Renate and Alex Dreyfoos

We had the opportunity to ask Alex Dreyfoos a few questions regarding his tireless philanthropic support of the cultural arts and sciences in the Palm Beach area:

questions final

What specifically about the mission of MPFI resonates with your own passions as a scientist?

Max Planck excels in the high magnification instruments and electron microscopes that can now see below the molecular level. The work that is happening in neuroscience now with the ability to actually see dendrites and watch neurons firing is incredibly important. The beautiful pictures obtained from these microscopes are helping scientists understand just how our bodies work.

Why is it so personally important to you to support scientific research-based organizations?

I have Alzheimer’s disease, and I’ve become more public about it because the cost to our nation is well over $200 billion dollars a year now in terms of caretaker costs. The economic value of this caregiving results in an average of 20 hours of unpaid care provided per caregiver each week. This translates into time missed from paid employment and further amplifies the financial strain and emotional stress placed on families caring for loved ones with Alzheimer’s. I’m very supportive of the fundamental work that Max Planck is doing in terms of trying to understand the basic ways the brain functions, gaining insight to fight this disease.

“I’ve tried to make our gifts an example for others.”

Alex Dreyfoos, MPFI Trustee, Local Visionary, Inventor, Entrepreneur and Philanthropist

As major community philanthropists, how would your family like to see other individuals support the scientific research and work of organizations like MPFI?

I’ve tried to make our gifts an example for others. It’s important for local philanthropists to attend events hosted right at MPFI’s facility so they will be able to see firsthand the work the scientists are doing in their labs.

Alex Dreyfoos’ connection to science and artistic expression is longstanding. He graduated from Massachusetts Institute of Technology (MIT) before serving in the U.S. Air Force in Germany where he managed a photographic reconnaissance laboratory.
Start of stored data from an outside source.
PR #859, opened 2026-08-28
feat(sfn): real ASL interpreter core (PR1/3) for Step Functions (#581)

NitinKumar004:
## Summary

PR1 of 3 replacing the Step Functions auto-succeed stub with a real Amazon States Language (ASL) interpreter (#581). This PR ships the **core walker + I/O pipeline + history plumbing**; Task→Lambda lands in PR2, Parallel/Map in PR3.

New internal package `providers/aws/sfn/asl` walks the state graph from `StartAt` following `Next`/`End`, computes the true terminal status/output, and records a real per-state event history.

### What's live
- **State types:** Pass, Choice, Wait, Succeed, Fail. Task/Parallel/Map parse (accepted at create time) but fail loudly at run time until their handlers land.
- **Choice comparators:** String (incl. glob `StringMatches`), Numeric, Boolean, Timestamp, type-checks (`IsNull`/`IsPresent`/`IsNumeric`/`IsString`/`IsBoolean`/`IsTimestamp`), And/Or/Not, and `...Path` variants.
- **I/O pipeline:** `InputPath → Parameters → [Result] → ResultPath → OutputPath`, applied per state only where ASL permits.
- **JSONPath:** reference/selection subset (`$`, `$.a.b`, `$[0]`, `$.a.b[2]`); filters/wildcards/recursive-descent are rejected, not silently mis-run.
- **`$$` context object** + first-wave intrinsics (`Format`, `Array`, `ArrayGetItem`, `StringToJson`, `JsonToString`, `UUID`).
- **History:** monotonic IDs with a chained `PreviousEventID`, persisted on `driver.Execution.History` so it snapshot/restores for free; `ExecutionFailed`/`ExecutionAborted` carry Error/Cause.

### Corrected semantics
- **ResultPath merges onto the RAW input** (the document handed to the state, *before* InputPath filtered it) — so InputPath-narrow + ResultPath-reattach preserves the sibling fields InputPath excluded. `ResultPath:null` passes the raw input through; default `$` replaces the document. Explicitly tested.
- **ctx is threaded end-to-end:** `runExecution` now takes `ctx`; `StartExecution`/`StartSyncExecution` forward it instead of discarding it (plumbing for the PR2 Task→Lambda recursion guard, even though no PR1 handler consumes it).

### Validation
Stricter `CreateStateMachine`/`UpdateStateMachine`/`ValidateStateMachineDefinition`/`TestState`: unknown state type, dangling `Next`, `Choice` without `Choices`, unsupported fields on Wait/Choice/Succeed/Fail, and `QueryLanguage: "JSONata"` are rejected with InvalidDefinition. Definitions are still stored verbatim (snapshot/persist untouched).

### Execution model
Synchronous whole-graph execution preserved; the `settle.Window` overlay still gates RUNNING→terminal observability under `AsyncSettle` (off by default → instant), extended by accumulated `Wait` durations. `GetExecutionHistory` time-truncates events while unsettled.

## Tests
- Pass/Wait/Choice/Succeed/Fail run to correct terminal output; a Choice branch per comparator family.
- **Dedicated ResultPath test** proving InputPath-narrow + ResultPath-reattach preserves the excluded sibling field, plus `ResultPath:null` and default `$`.
- OutputPath filtering; malformed ASL / JSONata / unsupported-JSONPath rejection at create/validate time.
- `GetExecutionHistory` real event sequence with a valid `PreviousEventID` chain (forward + reversed); snapshot/restore round-trips history byte-identically.
- Wait under `AsyncSettle` + FakeClock (RUNNING+truncated → SUCCEEDED+full) and instant without it; StopExecution surfaces Error/Cause on ABORTED; maxSteps Choice/Next cycle fails with `CloudEmu.StateTransitionLimitExceeded`; ctx-forwarding entry point.
- asl-package unit tests for glob, JSONPath, intrinsics, payload template, parser.

## Gates (GOMAXPROCS=2)
`go build ./...`, `go vet`, `go test ./...` (full suite), `go generate ./...` (coverage regen committed), and `golangci-lint run` on the sfn packages — all green, 0 lint issues, no `nolint` added.

## Follow-ups
- **PR2:** Task(Lambda) + recursion-guarded `LambdaSyncInvoker` seam + Retry/Catch + `LambdaFunction*` sub-events.
- **PR3:** Parallel (sequential branches) + Map (sequential iterations).

### DIFF
--- a/docs/coverage/aws/sfn.md
+++ b/docs/coverage/aws/sfn.md
@@ -36,7 +36,7 @@ AWS's `sfn` service · portable interface `driver.SFN` · [AWS index](./README.m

He later earned an MBA degree from Harvard Business School. In 1963, Dreyfoos founded Photo Electronics Corporation, where he invented the Video Color Negative Analyzer (VCNA), marketed worldwide by Kodak and now part of a permanent exhibit at the Smithsonian Institution. A motion picture version of the VCNA earned his company an Academy Award from the Academy of Motion Picture Arts and Sciences. He holds 10 U.S. patents, is a lifetime trustee of the MIT Corporation, and a fellow of the American Academy of Arts and Sciences. He owned WPEC TV-12 from 1973 to 1996.

The West Palm Beach philanthropist and his wife, Renate, are well known for their leadership roles in establishing the Cultural Council of Palm Beach County and the Raymond F. Kravis Center for the Performing Arts, as well as supporting The Dreyfoos School for the Performing Arts.

Dreyfoos confided that his primary motivation for taking the lead on establishing a world-renowned arts center in our region was initially a selfish one. He wanted to attract great talent and leading institutes to the area. The couple’s leadership in the arts started a domino effect.

Next, his hope was that scientific researchers as well as the talented people who assist them would eventually make their homes in Palm Beach County. Dreyfoos completed a term on the Board of Trustees of The Scripps Research Institute. He is currently an active trustee on the Board of the Max Planck Florida Institute for Neuroscience.

“The Institute’s presence here puts Palm Beach County on the global map of scientific achievement, which is dear to my heart and interests,” shared Dreyfoos when he designated the gift to Max Planck Florida Foundation. “Max Planck is important to our economy and educational resources, but most importantly it is moving us closer to cures for Alzheimer’s, autism, Parkinson’s, and other diseases of the brain. What could be more important than that?” he challenged.

The Max Planck Florida Foundation received a generous $1 million gift in March 2014 from Alexander and Renate Dreyfoos. In honor of the couple’s gift, the central atrium at the research institute has been designated the Alexander and Renate Dreyfoos Atrium.

Max Planck Florida Institute for Neuroscience’s CEO and Scientific Director, Dr. David Fitzpatrick stated, “Mr. Dreyfoos continues to be one of our most vocal champions for neuroscience research.”